Restaurants that have survived the pandemic are now threatened by recent inflation. People are quickly feeling the price increases among everyday items affect their decisions.
Now restaurant owners are faced with the effect inflation has on the industry. Inflation can cause an increase in costs in all aspects of the restaurant industry. That includes rent, food, labor, utilities, and insurance.
According to the Bureau of Labor Statistics, wholesale food costs were 17% higher in March than last year. Along with a rise in hourly earnings for employees than the prior year.
Establishments deal with rising costs of goods while seeing fewer customers walk through the door. Some people are eating out less and finding it more affordable to cook at home. Cutting back is the first thing people begin to do when prices rise. Diners are more hesitant to dine out because their everyday expenses rapidly increase. With interest rates rising, people find it more challenging to borrow money or lines of credit as well.

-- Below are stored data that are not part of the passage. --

Issue #8092, opened 2025-08-20
TODO list for v24 + Next.js v16


avivkeller:
This issue is the general tracker for things we need / should do when Node.js v24 becomes LTS in October, and Next.js 16 is released:

### Node.js v24 LTS

- Remove npm re-installation (Added in #8091)
- Update the `.nvmrc`
- Update `@types/node`

### Next.js v16

- #8207 (See https://nextjs.org/blog/next-16-beta#improved-caching-apis + https://react.dev/blog/2025/10/01/react-19-2#cache-signal)
- Possibly use [`turbopackFileSystemCacheForDev`](https://nextjs.org/blog/next-16-beta#turbopack-file-system-caching-beta)?
- Possibly use [The React Compiler](https://nextjs.org/blog/next-16-beta#react-compiler-support-stable)
- Possibly use [`Activity` component](https://react.dev/reference/react/Activity)

AugustinMauroy:
as my knowledge from userland-migrations we are good with this list

PR #8289, opened 2025-10-29
chore(versioning): bump node to v24, pnpm to v10.20

avivkeller:
This PR bumps our Node.js version to v24(.11.0), and our pnpm version to 10.20.

Ref: #8092


pnpm-workspace.yaml
```diff
@@ -3,7 +3,7 @@ packages:
   - apps/*
 
 catalog:
-  '@types/node': 22.18.6
+  '@types/node': 24.9.2
```
MattIPv4: Why is this pinned to a specific version?

pnpm-lock.yaml
MattIPv4, line 1: Why such a giant diff on this? A bunch of transient versions seem to have changed?

avivkeller: pnpm re-generated the lockfile during the version bump, I can have it not do that if you'd like

MattIPv4: Yes, please, I don't think we should be bumping a bunch of dependencies at the same time.

MattIPv4:
👀 so Vercel doesn't appear to support 24.x yet: https://vercel.com/docs/functions/runtimes/node-js/node-js-versions

I'm quite surprised the build didn't fail? Are we not setting `engines.node` for the website?

avivkeller:
> 👀 so Vercel doesn't appear to support 24.x yet: https://vercel.com/docs/functions/runtimes/node-js/node-js-versions
> 
> 
> 
> I'm quite surprised the build didn't fail? Are we not setting `engines.node` for the website?

We are on the root, but iirc we use `node --run`, which doesn't fail on unsupported Node.js versions.

MattIPv4:
I see, I think we want to set `engines.node` to `24.x` in the website package itself, which is what will tell Vercel to actually use v24 (which will then fail currently, I believe, as they don't support it).

.nvmrc
bmuenzenmeyer, line 1: I'd really prefer that we pin to a specific version.

bmuenzenmeyer (dismissed):

avivkeller:
Blocked until Vercel supports v24. They currently do not have a target date, but expect it sometime soon.

cc @styfle Can you update us once this is available?

.nvmrc
avivkeller: iiuc we only pinned to a specific version since we needed to be >= it. We support any v24.x, why do we need to pin to a specific one? (If we did, tho, I would assume it to be `.11.0`)

pnpm-workspace.yaml
avivkeller: `24.9.2` is the latest type available from `@types/node`

MattIPv4:
@avivkeller can you try setting `engines.node` to `24.x` in the website? I'd like to see us hit the same failure I hit in https://github.com/alveusgg/alveusgg/pull/1604#issuecomment-3465416559 so that we know Vercel is actually looking at the package.json for what version to use?

avivkeller:
Vercel now supports this version, rebasing now

.nvmrc
MattIPv4: I lean towards preferring this be just v24, as that is all Vercel guarantees us.

pnpm-workspace.yaml
MattIPv4: Right, but why do we need to pin, why can't this use `^`?

MattIPv4 (changes requested):
I'd still like to see `engines.node` set to `24.x` in the website `package.json`, please, so that Vercel actually builds this with Node.js 24

avivkeller:
Looks like the deployment overrides the Node.js version set (v22). @ovflowd or @bmuenzenmeyer can you change the builds to use v24.x once this lands?

image

https://vercel.com/docs/functions/runtimes/node-js/node-js-versions#setting-the-node.js-version-in-project-settings

apps/site/package.json
```diff
@@ -119,5 +119,8 @@
       "./*.mjs",
       "./*/index.mjs"
     ]
+  },
+  "engines": {
+    "node": ">=24"
```
MattIPv4:
```suggestion
    "node": "24.x"
```
I think we should make this `24.x` so that we're not inadvertently allowing `25.x` (or `26.x`) in the future? Using `24.x` is what Vercel recommends: https://vercel.com/docs/functions/runtimes/node-js/node-js-versions#version-overrides-in-package.json

avivkeller: Noted. Ideally the Vercel default should _also_ be set post this PR

MattIPv4 (approved):
Lovely, Vercel picked up the Node.js version override with that

Image

apps/site/package.json
MattIPv4: Yah, agree, once this is in we can bump the default, this just ensures this PR builds correctly and I think its a good habit to have encoded for future version bumps too.

avivkeller:
@nodejs/nodejs-website bump

araujogui (approved):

Here are 5 tips to help you fight inflation, save money and keep customers in the door.
1. Find Ingredient substitutions
Restaurant owners can agree that food costs are one of the biggest challenges, especially when it comes to inflation. Taking a closer look at your inventory costs can be beneficial by revisiting your cost analysis. Is there any ingredient that you use a lot of that’s seriously cutting into your budget? Or maybe a hot-selling dish brings significant revenue but includes pricey ingredients which impact your profit.

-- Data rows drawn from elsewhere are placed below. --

PR #57, opened 2026-07-08
lv2: implement sys_spu_image_import & fix SPU image syscall numbers

sagemono:
Start initial work on SPU execution.

### DIFF
--- a/runtime/syscalls/lv2_register.c
+++ b/runtime/syscalls/lv2_register.c
@@ -952,20 +952,97 @@ uint8_t* spu_thread_get_local_store(uint32_t tid)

By exploring ways you can swap ingredients for something less pricey, you will begin to see savings.
2. Audit your menu
To do a proper menu audit, take all the factors into account in your menu and the profits you make on each dish. Sort the menu items out from the most highly profitable to the least. When you’re finished, evaluate what you can cut off your menu and save for something more critical, or put the money elsewhere into another dish.
To do this properly, you’ll have to take a good look at your menu and know the profit you make on each dish. Segment your items into four groups and make adjustments based on their performance. Take into account which dishes really work and which one’s dont.
3. Consider Price Changes
Increasing your prices may actually prove to be more beneficial to your establishment. Consider adding ingredients to make the cost more valuable, or try including a premium side to bundle and spend more.
4. Reduce food waste
If you’re not on top of monitoring your inventory, you may risk a big part of your budget by not accounting for food costs. Don’t just count inventory; dig into your numbers and understand where exactly you are losing money due to waste and over portion sizes. If you notice that guests are finishing their plates, you may need to look into smaller portion sizes. Optimize your recipes and use the most out of all your ingredients.
5. Try to Reduce Food Costs
Profitable restaurants usually incur 27%-36% of their revenue on direct food costs. In the current inflationary environment, keeping a close track of our direct food costs is more important than before. Accurate and consistent ordering from reliable vendors should also help. Do not hesitate to ask for price break volumes and freeze food if it makes sense. We occasionally see local merchants and wholesale clubs like Restaurant Depot, Costco and Sam’s Club offering limited-time deals on quality food products. A lot of small independent restaurants we have talked to do not hesitate to buy through such retailers, especially the products which they have tried before.